Stored data entries:
******************************

PR #246, opened 2020-02-20
Do not refresh transaction when it is not being affected.

### LINKED ISSUE #244: Transaction data is updated constantly.
When user stays on some opened transaction and an app continues network activity in the background the whole transaction data on all 3 transaction tabs updates on each new transaction.
As a result, not only Chucker does redundant work, but also some flashing happens.

## :bomb: Steps to reproduce

1. Open any transaction details while app continues firing new requests in the background.
2. Observe screen flashing on each new transaction.

## :wrench: Expected behavior
Transaction (I guess the same thing happens with `Throwable`) is retrieved and filled only once when user on any of transaction details tabs.

## :camera: Screenshots
Cropped the gif due to privacy reasons:
chucker_live_data_issue_cropped

## :iphone: Tech info
 - Chucker version: 3.1.2

MiSikora:
## :page_facing_up: Context
There is an open issue. #244

## :pencil: Changes
DB queries which observe entities by their IDs now check beforehand is something changed before emitting data downstream.

This cannot be done on DB level as SQL emissions happen whenever table is changed (https://sqlite.org/lang_createtrigger.html).

One unpleasant change is custom `distinctUntilChanged()` `LiveData` extensions that accepts an executor on which it performs computation. It is needed as in our case data that is being compared can have long comparison computation (requests and responses), which would result in dropped frames.

Ideally `Flow` or Rx would be used to avoid this `LiveData` restriction.

## :paperclip: Related PR
Not blocking but there will be conflicts with https://github.com/ChuckerTeam/chucker/pull/233 due to `LiveData` extensions. I would suggest merging this one first becuase I introduced here a test wrapper for `LivedData`, that can be used in #233 as well.

## :no_entry_sign: Breaking
No.

Perform requests that are delayed so you can observe the effects of #244. Best way would be to either enqueue bunch of delayed requests or add a delay interceptor to the sample client. While requests are running open any transaction and observe it. Its tabs should not flash.

## :stopwatch: Next steps
No.

Closes #244.

### DIFF
--- a/library/src/main/java/com/chuckerteam/chucker/internal/data/entity/HttpTransaction.kt
+++ b/library/src/main/java/com/chuckerteam/chucker/internal/data/entity/HttpTransaction.kt
@@ -245,6 +245,6 @@ internal class HttpTransaction(
             (responseHeaders == other.responseHeaders) &&
             (responseBody == other.responseBody) &&
             (isResponseBodyPlainText == other.isResponseBodyPlainText) &&
-            responseImageData?.contentEquals(other.responseImageData ?: byteArrayOf()) == true
+            responseImageData?.contentEquals(other.responseImageData ?: byteArrayOf()) != false
     }
 }
--- a/library/src/main/java/com/chuckerteam/chucker/internal/data/entity/HttpTransaction.kt
+++ b/library/src/main/java/com/chuckerteam/chucker/internal/data/entity/HttpTransaction.kt
@@ -214,4 +214,43 @@ internal class HttpTransaction(
         scheme = url.scheme()
         return this
     }
+
+    // Not relying on 'equals' because comparison be long due to request and response sizes
+    // and it would be unwise to do this every time 'equals' is called.
+    @Suppress("ComplexMethod")
+    fun hasTheSameContent(other: HttpTransaction?): Boolean {
+        if (this === other) return true
+        if (other == null) return false
+
+        if (id != other.id) return false
+        if (requestDate != other.requestDate) return false
+        if (responseDate != other.responseDate) return false
+        if (tookMs != other.tookMs) return false
+        if (protocol != other.protocol) return false
+        if (method != other.method) return false
+        if (url != other.url) return false
+        if (host != other.host) return false
+        if (path != other.path) return false
+        if (scheme != other.scheme) return false
+        if (requestContentLength != other.requestContentLength) return false
+        if (requestContentType != other.requestContentType) return false
+        if (requestHeaders != other.requestHeaders) return false
+        if (requestBody != other.requestBody) return false
+        if (isRequestBodyPlainText != other.isRequestBodyPlainText) return false
+        if (responseCode != other.responseCode) return false
+        if (responseMessage != other.responseMessage) return false
+        if (error != other.error) return false
+        if (responseContentLength != other.responseContentLength) return false
+        if (responseContentType != other.responseContentType) return false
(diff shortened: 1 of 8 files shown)


library/src/main/java/com/chuckerteam/chucker/internal/data/entity/HttpTransaction.kt
```diff
@@ -214,4 +214,37 @@ internal class HttpTransaction(
...
     }
+
+    // Not relying on 'equals' because comparison be long due to request and response sizes
+    // and it would be unwise to do this every time 'equals' is called.
+    @Suppress("ComplexMethod")
+    fun hasTheSameContent(other: HttpTransaction?): Boolean {
+        if (this === other) return true
+        if (other == null) return false
+
+        return id == other.id &&
```
vbuberen:
```suggestion
        return (id == other.id) &&
```

vbuberen: Could you, please, add braces for every comparison to make it more readable?

MiSikora: Sure.

vbuberen:
It seems that it doesn't fix the issue.
Here is how I tested:
1. Modified `HttpBinClient` in `sample` the following way
Screen Shot 2020-02-22 at 19 26 44
2. Opened one of already passed transactions.

Here is what I observe:
chucker_transaction_refresh

vbuberen:
I just cloned your repo and tried to run Chucker from there from `transaction-refresh` branch

MiSikora:
Oh, that's not good. I'll check it out. Thanks for the feedback.

MiSikora:
Yeah, ok. So I did a dumb nullable `Boolean` comparison check. Should be correct now.

vbuberen:
Yes, now works like a charm.

vbuberen:
LGTM 🚢 
Can I merge it? No other changes expected here?

MiSikora:
Yes, this one can be merged. I'll update encoding stuff with `LiveData` test style from here.

library/src/main/java/com/chuckerteam/chucker/internal/data/entity/HttpTransaction.kt
cortinico: Should I enable a Deketk/ktLint rule for this?

MiSikora: @cortinico I think it would be helpful if that's the way to go with conditions. One other thing I'd like to see is added `codeStyleConfig` to repository becuase sometimes I have to adjust stuff like line length or indentation manually as IDE does not format it for me properly and it is only caught by Detekt.

MiSikora: I can create a separate issue for this. Or not if you do not want `.idea` stuff in repository. :)

vbuberen: Good idea, actually. Also struggling with this styling issue all the time, since got used to use auto format feature a lot.

vbuberen: Creating an issue, so we could track it.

******************************

Taking the line with "Perform requests that" as the first and the line with "other.host) return false" as the last, retype that stretch of the data above exactly, with no other lines.

- [Answer to this exercise]
Perform requests that are delayed so you can observe the effects of #244. Best way would be to either enqueue bunch of delayed requests or add a delay interceptor to the sample client. While requests are running open any transaction and observe it. Its tabs should not flash.

## :stopwatch: Next steps
No.

Closes #244.

### DIFF
--- a/library/src/main/java/com/chuckerteam/chucker/internal/data/entity/HttpTransaction.kt
+++ b/library/src/main/java/com/chuckerteam/chucker/internal/data/entity/HttpTransaction.kt
@@ -245,6 +245,6 @@ internal class HttpTransaction(
             (responseHeaders == other.responseHeaders) &&
             (responseBody == other.responseBody) &&
             (isResponseBodyPlainText == other.isResponseBodyPlainText) &&
-            responseImageData?.contentEquals(other.responseImageData ?: byteArrayOf()) == true
+            responseImageData?.contentEquals(other.responseImageData ?: byteArrayOf()) != false
     }
 }
--- a/library/src/main/java/com/chuckerteam/chucker/internal/data/entity/HttpTransaction.kt
+++ b/library/src/main/java/com/chuckerteam/chucker/internal/data/entity/HttpTransaction.kt
@@ -214,4 +214,43 @@ internal class HttpTransaction(
         scheme = url.scheme()
         return this
     }
+
+    // Not relying on 'equals' because comparison be long due to request and response sizes
+    // and it would be unwise to do this every time 'equals' is called.
+    @Suppress("ComplexMethod")
+    fun hasTheSameContent(other: HttpTransaction?): Boolean {
+        if (this === other) return true
+        if (other == null) return false
+
+        if (id != other.id) return false
+        if (requestDate != other.requestDate) return false
+        if (responseDate != other.responseDate) return false
+        if (tookMs != other.tookMs) return false
+        if (protocol != other.protocol) return false
+        if (method != other.method) return false
+        if (url != other.url) return false
+        if (host != other.host) return false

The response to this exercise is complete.